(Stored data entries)
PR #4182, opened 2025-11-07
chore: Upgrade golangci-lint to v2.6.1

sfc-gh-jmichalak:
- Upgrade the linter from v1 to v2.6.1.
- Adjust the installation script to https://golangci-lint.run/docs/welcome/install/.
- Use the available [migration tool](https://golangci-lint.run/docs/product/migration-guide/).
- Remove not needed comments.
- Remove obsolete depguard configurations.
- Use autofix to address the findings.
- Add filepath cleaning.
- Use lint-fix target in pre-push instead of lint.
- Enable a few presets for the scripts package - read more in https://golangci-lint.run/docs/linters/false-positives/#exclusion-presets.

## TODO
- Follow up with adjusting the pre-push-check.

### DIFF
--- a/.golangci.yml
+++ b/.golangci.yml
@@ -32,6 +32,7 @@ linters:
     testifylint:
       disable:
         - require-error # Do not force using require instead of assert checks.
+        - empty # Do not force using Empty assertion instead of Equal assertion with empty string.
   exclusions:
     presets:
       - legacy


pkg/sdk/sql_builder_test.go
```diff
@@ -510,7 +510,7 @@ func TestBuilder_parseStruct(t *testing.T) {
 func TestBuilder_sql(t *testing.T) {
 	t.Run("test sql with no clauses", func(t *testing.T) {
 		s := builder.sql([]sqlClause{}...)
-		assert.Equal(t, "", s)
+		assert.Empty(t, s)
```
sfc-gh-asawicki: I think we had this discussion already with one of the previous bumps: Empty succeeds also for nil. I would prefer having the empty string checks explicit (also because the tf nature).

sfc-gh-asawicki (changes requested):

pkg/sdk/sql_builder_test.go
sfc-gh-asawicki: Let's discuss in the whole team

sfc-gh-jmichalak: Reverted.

● Aim of the task
Type out the records above again, exactly the same.

● Result for this exercise
PR #4182, opened 2025-11-07
chore: Upgrade golangci-lint to v2.6.1

sfc-gh-jmichalak:
- Upgrade the linter from v1 to v2.6.1.
- Adjust the installation script to https://golangci-lint.run/docs/welcome/install/.
- Use the available [migration tool](https://golangci-lint.run/docs/product/migration-guide/).
- Remove not needed comments.
- Remove obsolete depguard configurations.
- Use autofix to address the findings.
- Add filepath cleaning.
- Use lint-fix target in pre-push instead of lint.
- Enable a few presets for the scripts package - read more in https://golangci-lint.run/docs/linters/false-positives/#exclusion-presets.

## TODO
- Follow up with adjusting the pre-push-check.

### DIFF
--- a/.golangci.yml
+++ b/.golangci.yml
@@ -32,6 +32,7 @@ linters:
     testifylint:
       disable:
         - require-error # Do not force using require instead of assert checks.
+        - empty # Do not force using Empty assertion instead of Equal assertion with empty string.
   exclusions:
     presets:
       - legacy


pkg/sdk/sql_builder_test.go
```diff
@@ -510,7 +510,7 @@ func TestBuilder_parseStruct(t *testing.T) {
 func TestBuilder_sql(t *testing.T) {
 	t.Run("test sql with no clauses", func(t *testing.T) {
 		s := builder.sql([]sqlClause{}...)
-		assert.Equal(t, "", s)
+		assert.Empty(t, s)
```
sfc-gh-asawicki: I think we had this discussion already with one of the previous bumps: Empty succeeds also for nil. I would prefer having the empty string checks explicit (also because the tf nature).

sfc-gh-asawicki (changes requested):

pkg/sdk/sql_builder_test.go
sfc-gh-asawicki: Let's discuss in the whole team

sfc-gh-jmichalak: Reverted.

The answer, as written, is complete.